Once you have read the data below, please repeat all of it exactly.

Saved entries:
+++++

PR #61, opened 2018-03-05
Fix/warning

sghpjuikit:


Xerus2000:
The warning is gone, so sure go ahead. No need to ask me ^^

PR #64, opened 2018-03-06
Merge Dev

Xerus2000:


Xerus2000:
I'm not against you making changes at all, but please note them here so I can object before you merge. You just merged something that does not compile, it's good old NativeHookDemo...

sghpjuikit:
Objection noted.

+++++

WRITTEN ANSWER:
PR #61, opened 2018-03-05
Fix/warning

sghpjuikit:


Xerus2000:
The warning is gone, so sure go ahead. No need to ask me ^^

PR #64, opened 2018-03-06
Merge Dev

Xerus2000:


Xerus2000:
I'm not against you making changes at all, but please note them here so I can object before you merge. You just merged something that does not compile, it's good old NativeHookDemo...

sghpjuikit:
Objection noted.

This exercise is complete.